Raw data section start

PR #6698, opened 2024-10-04
[lexical-playground] Bug Fix: match toolbar font size input with the rest of toolbar items in Read-Only mode

### LINKED ISSUE #6697: Bug: font size input doesn't seem disabled when playground is in Read-Only mode
https://github.com/user-attachments/assets/6bf4f972-f92e-474b-9e0f-2a0d98972e8f

Lexical version: v0.18.0

## Steps To Reproduce

1. Switch to Read-Only mode
2. Hover over the font size input

## The current behavior
The opacity doesn't match the rest of toolbar items and cursor is still `default`

## The expected behavior
The opacity should match the rest of toolbar items and cursor should be `not-allowed` just like the rest of the toolbar items.

## Impact of fix
The fix would make the font-size input match the rest of toolbar items.

bedre7:
## Description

Raw data section end

- **About this task**:
Everything from the line containing "The opacity should" through the final line of the entries is to be written out exactly. No other lines belong in the answer.

- **Response**:
The opacity should match the rest of toolbar items and cursor should be `not-allowed` just like the rest of the toolbar items.

## Impact of fix
The fix would make the font-size input match the rest of toolbar items.

bedre7:
## Description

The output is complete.